Segment Start: Task inputs
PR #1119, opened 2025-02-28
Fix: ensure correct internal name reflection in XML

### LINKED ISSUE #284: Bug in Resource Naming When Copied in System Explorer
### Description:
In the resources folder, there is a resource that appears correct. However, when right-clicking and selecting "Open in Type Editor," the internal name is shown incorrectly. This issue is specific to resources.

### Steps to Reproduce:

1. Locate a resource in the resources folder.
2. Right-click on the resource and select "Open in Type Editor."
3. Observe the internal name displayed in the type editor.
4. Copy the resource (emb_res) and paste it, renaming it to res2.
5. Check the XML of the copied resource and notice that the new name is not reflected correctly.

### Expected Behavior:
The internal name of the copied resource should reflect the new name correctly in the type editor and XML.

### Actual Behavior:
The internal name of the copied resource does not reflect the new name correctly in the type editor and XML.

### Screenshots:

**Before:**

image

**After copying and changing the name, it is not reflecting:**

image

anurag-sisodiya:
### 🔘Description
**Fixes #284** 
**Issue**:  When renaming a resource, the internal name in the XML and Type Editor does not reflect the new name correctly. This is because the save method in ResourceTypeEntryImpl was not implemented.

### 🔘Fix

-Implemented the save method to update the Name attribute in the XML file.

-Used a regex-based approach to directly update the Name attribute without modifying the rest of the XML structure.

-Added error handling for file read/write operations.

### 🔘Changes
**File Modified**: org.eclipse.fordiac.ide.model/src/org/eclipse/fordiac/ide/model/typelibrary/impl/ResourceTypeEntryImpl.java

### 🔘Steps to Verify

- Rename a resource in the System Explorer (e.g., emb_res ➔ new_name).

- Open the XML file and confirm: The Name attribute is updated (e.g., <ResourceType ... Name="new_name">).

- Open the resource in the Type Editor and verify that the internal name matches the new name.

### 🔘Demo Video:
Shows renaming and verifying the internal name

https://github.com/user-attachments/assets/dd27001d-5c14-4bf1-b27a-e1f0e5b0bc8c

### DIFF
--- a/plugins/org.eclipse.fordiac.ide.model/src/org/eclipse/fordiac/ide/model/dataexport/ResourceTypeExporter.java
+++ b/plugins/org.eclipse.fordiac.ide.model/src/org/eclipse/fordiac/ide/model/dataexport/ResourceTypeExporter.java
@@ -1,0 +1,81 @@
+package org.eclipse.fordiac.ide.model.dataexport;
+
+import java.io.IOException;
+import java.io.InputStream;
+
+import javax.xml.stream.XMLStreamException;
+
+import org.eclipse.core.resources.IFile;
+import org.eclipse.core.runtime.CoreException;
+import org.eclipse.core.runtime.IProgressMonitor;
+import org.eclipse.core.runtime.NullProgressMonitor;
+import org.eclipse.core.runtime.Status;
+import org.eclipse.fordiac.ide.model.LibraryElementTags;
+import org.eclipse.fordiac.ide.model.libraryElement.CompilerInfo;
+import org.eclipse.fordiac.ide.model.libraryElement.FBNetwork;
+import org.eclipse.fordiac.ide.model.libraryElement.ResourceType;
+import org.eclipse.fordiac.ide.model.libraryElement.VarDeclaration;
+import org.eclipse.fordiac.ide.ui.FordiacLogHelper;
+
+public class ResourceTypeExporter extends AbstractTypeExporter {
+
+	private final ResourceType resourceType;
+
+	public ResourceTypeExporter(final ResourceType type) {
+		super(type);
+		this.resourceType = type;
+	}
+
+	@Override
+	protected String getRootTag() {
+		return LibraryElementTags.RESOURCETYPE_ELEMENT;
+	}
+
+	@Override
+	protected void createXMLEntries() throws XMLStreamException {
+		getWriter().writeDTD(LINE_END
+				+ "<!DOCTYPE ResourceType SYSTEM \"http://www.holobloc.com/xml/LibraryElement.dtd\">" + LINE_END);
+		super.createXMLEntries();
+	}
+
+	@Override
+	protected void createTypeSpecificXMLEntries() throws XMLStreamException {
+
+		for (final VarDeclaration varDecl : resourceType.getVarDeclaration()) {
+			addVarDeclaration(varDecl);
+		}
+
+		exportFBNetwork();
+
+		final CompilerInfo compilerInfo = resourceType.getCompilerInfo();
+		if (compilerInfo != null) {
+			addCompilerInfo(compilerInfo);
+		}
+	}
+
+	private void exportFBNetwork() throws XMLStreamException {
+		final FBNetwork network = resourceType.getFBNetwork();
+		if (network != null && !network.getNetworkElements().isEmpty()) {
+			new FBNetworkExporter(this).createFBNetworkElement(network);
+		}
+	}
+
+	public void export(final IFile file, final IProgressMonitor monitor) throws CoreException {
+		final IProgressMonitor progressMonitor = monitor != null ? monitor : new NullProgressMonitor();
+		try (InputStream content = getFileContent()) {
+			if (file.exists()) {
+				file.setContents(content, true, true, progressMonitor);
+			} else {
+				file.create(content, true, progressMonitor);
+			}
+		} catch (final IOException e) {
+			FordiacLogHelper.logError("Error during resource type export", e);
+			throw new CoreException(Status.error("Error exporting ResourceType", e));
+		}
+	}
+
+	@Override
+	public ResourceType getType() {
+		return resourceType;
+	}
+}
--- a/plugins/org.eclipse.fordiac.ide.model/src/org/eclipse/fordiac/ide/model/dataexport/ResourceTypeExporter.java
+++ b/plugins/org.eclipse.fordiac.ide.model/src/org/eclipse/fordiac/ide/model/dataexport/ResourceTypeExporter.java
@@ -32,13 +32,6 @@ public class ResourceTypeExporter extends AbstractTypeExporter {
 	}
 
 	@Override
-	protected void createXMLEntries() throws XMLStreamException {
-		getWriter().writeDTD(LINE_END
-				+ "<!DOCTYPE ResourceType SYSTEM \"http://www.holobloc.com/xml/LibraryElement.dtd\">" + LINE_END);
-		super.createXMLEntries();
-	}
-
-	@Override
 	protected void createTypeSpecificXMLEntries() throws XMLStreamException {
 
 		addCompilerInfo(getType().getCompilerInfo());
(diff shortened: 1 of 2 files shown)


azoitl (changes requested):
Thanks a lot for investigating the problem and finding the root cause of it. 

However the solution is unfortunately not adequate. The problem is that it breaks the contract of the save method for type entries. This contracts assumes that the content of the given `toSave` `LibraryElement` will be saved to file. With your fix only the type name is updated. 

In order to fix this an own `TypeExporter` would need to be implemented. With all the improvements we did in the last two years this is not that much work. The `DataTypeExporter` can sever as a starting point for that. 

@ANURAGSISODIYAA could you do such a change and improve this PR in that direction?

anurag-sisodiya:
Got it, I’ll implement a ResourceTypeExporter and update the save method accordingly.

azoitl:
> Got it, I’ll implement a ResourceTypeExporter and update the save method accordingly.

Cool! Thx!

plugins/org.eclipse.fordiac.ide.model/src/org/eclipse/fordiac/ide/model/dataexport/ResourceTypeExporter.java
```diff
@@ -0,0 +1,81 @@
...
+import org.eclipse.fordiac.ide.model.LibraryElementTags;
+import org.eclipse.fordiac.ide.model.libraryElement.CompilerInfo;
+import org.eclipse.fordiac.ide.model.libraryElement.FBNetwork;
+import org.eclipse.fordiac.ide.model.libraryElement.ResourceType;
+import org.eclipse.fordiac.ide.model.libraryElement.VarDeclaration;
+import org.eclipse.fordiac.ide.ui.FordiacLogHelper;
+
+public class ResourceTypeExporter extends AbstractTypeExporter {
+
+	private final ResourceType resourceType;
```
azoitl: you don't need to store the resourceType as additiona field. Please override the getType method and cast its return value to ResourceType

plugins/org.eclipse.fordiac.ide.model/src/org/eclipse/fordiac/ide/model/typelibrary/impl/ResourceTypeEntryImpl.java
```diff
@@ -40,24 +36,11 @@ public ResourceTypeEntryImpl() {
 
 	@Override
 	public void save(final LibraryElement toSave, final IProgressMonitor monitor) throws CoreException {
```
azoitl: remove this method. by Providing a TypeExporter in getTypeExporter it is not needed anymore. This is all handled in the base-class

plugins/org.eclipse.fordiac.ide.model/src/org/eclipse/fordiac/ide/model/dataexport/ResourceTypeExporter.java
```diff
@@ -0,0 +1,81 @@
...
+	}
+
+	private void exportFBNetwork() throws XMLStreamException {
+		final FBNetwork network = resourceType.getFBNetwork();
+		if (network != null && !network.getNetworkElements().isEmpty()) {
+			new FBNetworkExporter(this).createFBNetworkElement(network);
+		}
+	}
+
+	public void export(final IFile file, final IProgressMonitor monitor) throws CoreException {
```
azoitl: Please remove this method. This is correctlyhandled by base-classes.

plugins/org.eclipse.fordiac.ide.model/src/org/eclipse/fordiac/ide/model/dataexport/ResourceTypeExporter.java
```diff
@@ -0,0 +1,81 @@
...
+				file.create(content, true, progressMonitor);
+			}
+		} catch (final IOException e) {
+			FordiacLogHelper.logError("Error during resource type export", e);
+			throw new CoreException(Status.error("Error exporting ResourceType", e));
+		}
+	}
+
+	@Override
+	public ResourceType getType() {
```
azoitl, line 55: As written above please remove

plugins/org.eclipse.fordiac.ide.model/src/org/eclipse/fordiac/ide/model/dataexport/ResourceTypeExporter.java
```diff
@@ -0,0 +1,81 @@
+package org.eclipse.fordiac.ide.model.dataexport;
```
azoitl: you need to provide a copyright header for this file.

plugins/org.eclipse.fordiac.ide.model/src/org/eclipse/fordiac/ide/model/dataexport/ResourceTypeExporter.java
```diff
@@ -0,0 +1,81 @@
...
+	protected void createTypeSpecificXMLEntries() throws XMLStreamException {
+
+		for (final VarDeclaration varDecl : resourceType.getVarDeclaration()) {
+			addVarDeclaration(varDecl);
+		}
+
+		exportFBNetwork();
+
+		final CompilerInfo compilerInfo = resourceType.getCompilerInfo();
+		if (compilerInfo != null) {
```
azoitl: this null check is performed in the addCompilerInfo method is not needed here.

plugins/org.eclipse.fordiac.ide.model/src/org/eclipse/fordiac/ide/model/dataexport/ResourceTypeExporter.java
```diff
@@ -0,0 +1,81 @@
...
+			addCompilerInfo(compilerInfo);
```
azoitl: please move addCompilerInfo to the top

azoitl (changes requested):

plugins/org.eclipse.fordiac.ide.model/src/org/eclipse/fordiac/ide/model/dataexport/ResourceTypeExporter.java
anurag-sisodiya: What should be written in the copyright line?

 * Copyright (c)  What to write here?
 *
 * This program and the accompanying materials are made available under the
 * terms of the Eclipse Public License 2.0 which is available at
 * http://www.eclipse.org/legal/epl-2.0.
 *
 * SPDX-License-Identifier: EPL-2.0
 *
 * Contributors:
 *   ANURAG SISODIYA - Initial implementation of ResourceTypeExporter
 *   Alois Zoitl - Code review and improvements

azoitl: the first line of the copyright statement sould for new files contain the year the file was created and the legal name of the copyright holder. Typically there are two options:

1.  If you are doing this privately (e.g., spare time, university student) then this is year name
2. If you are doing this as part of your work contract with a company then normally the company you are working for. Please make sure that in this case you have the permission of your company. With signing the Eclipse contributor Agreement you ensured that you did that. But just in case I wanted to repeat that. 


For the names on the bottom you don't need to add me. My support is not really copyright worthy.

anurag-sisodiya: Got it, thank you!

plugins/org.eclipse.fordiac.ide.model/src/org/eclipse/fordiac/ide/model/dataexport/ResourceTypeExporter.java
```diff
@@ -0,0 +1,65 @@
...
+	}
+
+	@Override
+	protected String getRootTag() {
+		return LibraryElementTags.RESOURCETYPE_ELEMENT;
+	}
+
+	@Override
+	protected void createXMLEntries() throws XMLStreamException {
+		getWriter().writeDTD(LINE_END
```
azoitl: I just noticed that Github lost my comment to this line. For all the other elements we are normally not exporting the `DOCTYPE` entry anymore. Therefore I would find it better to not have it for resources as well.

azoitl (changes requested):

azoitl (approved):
Segment End: Task inputs
*Work request:* In the entries above, find each line that has the word "return". Copy it.

*Answer below:*
+		return LibraryElementTags.RESOURCETYPE_ELEMENT;
+		return resourceType;
azoitl: you don't need to store the resourceType as additiona field. Please override the getType method and cast its return value to ResourceType
+		return LibraryElementTags.RESOURCETYPE_ELEMENT;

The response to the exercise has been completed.